Tax Questions: the SIFL Rules and Flight Training
Asked by: Gregory Perry 4026 views FAA Regulations, Student Pilot
As the tax accountants on this forum know, if you use a company plane for personal use, the IRS considers this to be compensation, and you are required to report the value of the flight as income on a form W-2. The method for calculating the value of the flight is called the Standard Industry Fare Level (SIFL) method.
I own my own business and am going to purchase a single engine plane through my business and fly it for business meetings and occasionally for personal reasons. I will also fly the plane to work on my instrument rating (and my commercial rating some time in the future).

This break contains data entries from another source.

PR #55, opened 2024-01-17
Abstract all drawables

fmehdad97:
All images used have been abstracted to drawables.xml
This allows you to add a new drawable object in the folder, and then simply replace the value that the abstract refers to, and it will change that in all the places in the application. 

One convention I tried to follow for ease of understanding, I named abstracts such as post_icon, folder_icon, poste_logo, and naming for the actual drawables were such as post_icon1, folder_icon0, etc. 

How to test: 
Change the abstract value in drawables.xml
Build and run the program
Make sure the asset changes in all the different places that it shows up


atreichl (approved):
The current symbols in the app are all correct, and when they are changed in drawable.xml they are changed though out the whole app.

PR #57, opened 2024-02-03
Changes dev branch to use compose prototype application

mccodav1:
Rather than working on a separate development branch, this makes the dev branch contain the Compose application we are building


fmehdad97 (approved):
I think moving to a dev with Compose is the right move since the dev branch:
a) The dev branch wouldn't be receiving any new updates
b) With the nested folder changes on the dev of backend, the dev branch would break anyways
c) Gives back all the niceties of CI/CD and branch protection

PR #60, opened 2024-02-16
Complete intro screens (login, register) and redirect to a basic dashboard

mccodav1:


app/src/main/java/com/poste/DashboardScreen.kt
fmehdad97, line 1: I may have coded basicallly the exact same thing. However, mine are in the form of individual composables which can be pasted. I'll refactor them during my next sitting.

fmehdad97 (approved):

PR #61, opened 2024-02-25
Dashboard with Folderview, TopBar with Search Bar

fmehdad97:
Remaining:
Post grid. Post grid title and Folder colum titles

image


mccodav1:
We're duplicating efforts here; I implemented the same thing. I think it's imperative we get together ASAP to split up work to avoid

mccodav1 (approved):

PR #62, opened 2024-02-28
Login and Dashboard improvements

mccodav1:
- Tokens now properly received, parsed, and stored during login
- Refactors how API calls are made to follow better separation of concerns / MVVM pattern:
  - Introduction of Data repository
  - Introduction o Models
  - Introduction of Views / Viewmodels
This means that the data should be automatically marshaled into the format we need when receiving data from the backend on folders, posts, and shared folders. This should make it easier to work with moving forward. For now, this no longer uses sample data, and instead uses data sent from the backend (provided the backend sends the requisite data; see the Model classes for what it looks for / defaulst to)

1. My first question has to do with whether a training flight is considered personal or can be considered business. Would a local training flight, for example working on my instrument rating, is that considered personal? If I am the pilot that uses the company aircraft to attend business meetings, I am trying to argue that the instrument rating training is part of my job training, etc.
2. If the flight training is considered personal, how does the SIFL method work if you are taking off and doing instrument approaches and landings at the same airport or other nearby airports? Are there miles to be calculated, even if you only touch and go at those other airports, or if you stay at your home base airport? And what about the terminal charge in these situations, does it apply?
Sorry if this is just too technical of a tax question for this forum, but I thought I would give it a try since it seems like there are some pretty knowledgeable folks out there.